A proposta de um imposto sobre transações financeiras pode parecer sedutora, mas esse modelo de tributação gera uma série de distorções, que serão brevemente explicadas a seguir.
Os agentes econômicos optam por realizar pagamentos por meio do sistema bancário quando esta opção é menos custosa do que as alternativas disponíveis. Os custos de transação da realização de pagamentos com papel moeda, criptomoedas, ou ainda da adoção de um sistema de compensações financeiras paralelo ao sistema bancário, normalmente são maiores do que aqueles correspondentes à utilização dos serviços bancários de intermediação financeira. Além disso, a manutenção de ativos líquidos no sistema bancário tem como recompensa a taxa de juros paga nas aplicações de renda fixa.
Com a instituição de um tributo sobre as transações bancárias os incentivos mudam, pois ocorre um aumento do custo dessas operações. Se a taxa de juros vigente for elevada e a alíquota do tributo for baixa, a fuga do sistema bancário ocorrerá em um nível irrelevante. Esse era o cenário da velha CPMF. Por outro lado, se a taxa de juros for baixa e a alíquota do tributo for alta, a teoria econômica sugere que haverá um processo relevante de desintermediação financeira. Os agentes financeiros passarão a optar por formas substitutas de realização de pagamentos, menos custosas do que a transação bancária tributada. Isso gera uma erosão da própria base tributária do imposto, tendo como efeito a queda progressiva da arrecadação.
Outro efeito indesejável desse tipo de tributo é a cumulatividade. É desejável que tributos com finalidade arrecadatória sejam neutros, ou seja, essas exações devem impactar o mínimo possível nas decisões econômicas dos agentes. Por esse motivo, tributos que incidem sobre a renda ou sobre o consumo são mais eficientes do que tributos que incidem sobre faturamento. Ainda que façamos a suposição (fantasiosa) de que um tributo sobre pagamentos não irá gerar uma fuga do sistema bancário, esse imposto será cobrado sobre o faturamento das empresas. Isso gera múltiplas tributações sobre as cadeias produtivas mais longas, induzindo à verticalização; as empresas passarão a se dedicar a atividades estranhas ao seu negócio principal, pois contratar um fornecedor ou terceirizar a atividade aumenta o custo tributário. Os recursos produtivos tendem também a se concentrar em atividades com maior margem, como serviços, e fugir de atividades com menor margem, como a fabricação e distribuição de produtos. Tudo isso gera perda de eficiência alocativa, o que tem impactos negativos importantes sobre a produtividade.
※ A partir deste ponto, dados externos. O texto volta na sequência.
PR #621, opened 2015-11-24
Setting new attributes for CSV upload

grdw:


antw:
Looks good, but I get `ActionController::InvalidAuthenticityToken` when importing the technology CSV. Also happens on beta, so it isn't caused by a change in this pull request.

Issue #629, opened 2015-11-27
Uploading technology csv results in name: other


JeroenvdLogt:
When I try to upload a technology csvfile this results in a table with all the name cells as other. I will snet the csv file to Chael by e-mail. The topology I use is USEF: waardebepaling flex (Lochem doorrekening) at the beta server.

JeroenvdLogt:
Another thing I encounter, when I change name: other in name: electric car f.e. all the previous settings of capacity-storage-annual usage are set to default automatically. It cost a lot of time to reset everything to the previous values. Is it possible to cancel default values?

dennisschoenmakers:
Due to the holiday of @ChaelKruip assigned this to @grdw

PR #633, opened 2015-11-27
Fixing type column for csv

grdw:
Fixes: #629

### DIFF
--- a/app/models/technology_list.rb
+++ b/app/models/technology_list.rb
@@ -62,6 +62,12 @@ class TechnologyList
     JSON.dump(Hash[list.to_h.map { |key, techs| [key, techs.map(&:to_h)] }])
   end
 
+  def self.technologies_in_csv(parsed)
+    names = parsed.map{|row| row['name'] }.uniq
+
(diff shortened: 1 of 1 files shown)


antw:
Same problem as #621; I get a `ctionController::InvalidAuthenticityToken` when I choose a CSV to upload and hit "save". Is it just me? :anguished:

grdw:
> when I choose a CSV to upload and hit "save". Is it just me?

I'm having a hard time reproducing this one. Because importing a CSV file and than calling create calls to `TestingGroundsController#create as HTML` with an actual valid authenticity token as far as I know.

antw:
> calling create calls to `create` as HTML with an actual valid authenticity token as far as I know.

Exactly! It's weird; maybe it's something in my local setup. If you know that this works, let's merge it. :+1:

grdw:
Do you use pow? https://github.com/basecamp/pow/issues/96 

Sort of did a really quick google.

antw:
> Do you use pow?

Yeah; restarting Pow has no effect, and the exception also gets raised when using the built-in Rails server. It's got to be something local, never mind.

Issue #632, opened 2015-11-27
few seconds waiting for dropdownmenu in technology tale


JeroenvdLogt:
If i click on a dropdownmenu of f.e. name in the technology table it takes ET-Moses a few seconds (2-4) to show the dropdownlist.

grdw:
Could you copy/paste a link to a LES where this happens?

dennisschoenmakers:
Could this be particular to IE?

Sent from my iPhone

On 27 nov. 2015, at 13:58, Gerard Westerhof <notifications@github.com>
wrote:

Could you copy/paste a link to a LES where this happens?

—
Reply to this email directly or view it on GitHub
<https://github.com/quintel/etmoses/issues/632#issuecomment-160134261>.

JeroenvdLogt:
i am using google chrome

dennisschoenmakers:
> i am using google chrome

Wise decision! :smile: Thanks for telling, then we know it cannot be a cross browser thing.

JeroenvdLogt:
http://beta.moses.et-model.com/testing_grounds/376/edit

hereby a link of a les where I encounter the problem

dennisschoenmakers:
Here it works very snappy on Chrome... @grdw can you reproduce?

On Fri, Nov 27, 2015 at 8:35 PM, Jeroen van de Logt <
notifications@github.com> wrote:

> http://beta.moses.et-model.com/testing_grounds/376/edit
>
> hereby a link of a les where I encounter the problem
>
> —
> Reply to this email directly or view it on GitHub
> <https://github.com/quintel/etmoses/issues/632#issuecomment-160194267>.
>



-- 

Dennis Schoenmakers, *Partner*


*Quintel Intelligence*Atrium - Strawinskylaan 3051
1077 ZX  Amsterdam
The Netherlands

*Visiting Address:*
Keizersgracht 639
1017 DT Amsterdam

T  : +31 (0)20 301 22 69
F  : +31 (0)20 301 22 02
M : +31 (0)6 109 65 293

E : dennis.schoenmakers@quintel.com
I  : www.quintel.com and www.energytransitionmodel.com

*This message (including any attachments) is confidential and may be
privileged. Any review, retransmission, dissemination or other use of, or
taking any action with reference to this information by persons other than
the intended recipient is strictly prohibited. If you have received it by
mistake please notify the sender by return e-mail and delete this message
from your system. Please note that e-mails are susceptible to change. The
[...]

PR #634, opened 2015-11-30
Rewriting bits of editable table to improve speed

grdw:
This is to patch #632 to improve the speed by a little.

I'm not going to put too much time into this since we're going to the new interface anyway. You can also decide to not merge this because of that. Either way I'm fine with it.

### DIFF
--- a/app/assets/javascripts/tables/editable_table.js
+++ b/app/assets/javascripts/tables/editable_table.js
@@ -18,15 +18,17 @@ var EditableTable = (function () {
     }
 
     function tableHeader(index) {
-        return $($(this.selector).find("thead th")[index]).data("header");
+        return $(this.selector).find("thead th").get(index).getAttribute("data-header");
     }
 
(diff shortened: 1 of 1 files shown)


antw:
I'm not really seeing any improvement in Chrome; is it better in Firefox? I hope to merge the new UI today so I wouldn't worry about this too much, unless the problem is also present there.

grdw:
>  is it better in Firefox? 

A little bit, it scrapes of a second which is not really noticable in the scheme of things. My other guess would be that it has to do with the overall finding of all the input elements and building up the whole `technology_distribution` object. 

The new interface doesn't look for all the individual input elements. Instead it ust loops over all `.technology`-elements and grabs all the data attributes, which saves a lot of DOM searching. The input elements - when changed - write to the data attribute of their `.technology`-element parent.

In the new interface I don't have any 'lag'. It's a little bit slow with large LES'es but not as slow as the current editor.

PR #135, opened 2021-11-23
[MOB-231] local code signing assets

tothszabi:
### Context

The current `autocodesign` package pulls and creates the code signing assets needed for the given project, without taking local code signing assets into consideration.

Outra questão importante é a incidência do tributo sobre transações financeiras sem substrato econômico. O caso mais relevante é o do crédito. O valor total das transações financeiras correspondentes à tomada e ao pagamento de empréstimos não constitui geração de renda – apenas o valor da taxa de juros. Havendo um tributo sobre transações financeiras, a base de cálculo dessa exação será o valor total da transação, gerando um enorme desincentivo a essas operações. As consequências são o desaparecimento de operações de crédito de curto prazo e uma significativa redução de operações de crédito de prazo mais longo, o que prejudica a produtividade e o nível de investimento do país (ver aqui).
O sistema tributário brasileiro atual tem problemas graves que precisam ser enfrentados com urgência. Há propostas que endereçam bem alguns desses problemas, como aquela elaborada pelo Centro de Cidadania Fiscal (CCiF). As propostas de instituição de um imposto único sobre transações financeiras, longe de solucionar os problemas tributários atuais, gera novos problemas potencialmente ainda mais graves.